— Work item —
Taking the lines below one at a time, count those with the string "unmatched" and give the result alone.

— Provided entries —
════════════════
PR #7843, opened 2021-11-08
Fix compatibility with python < 3.5

yuumasato:
#### Description:

- This change ensures that unmatched groups are substituted for empty strings.

#### Rationale:

- Up to python 3.5, substituting an unmatched group would case a unmatched group error.
   From python 3.5 an unmatched group is automatically substituted by an empty string.
  Ref: https://bugs.python.org/issue1519638


vojtapolasek (approved):
LGTM, thanks for the fix.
════════════════
— Result for this task —
3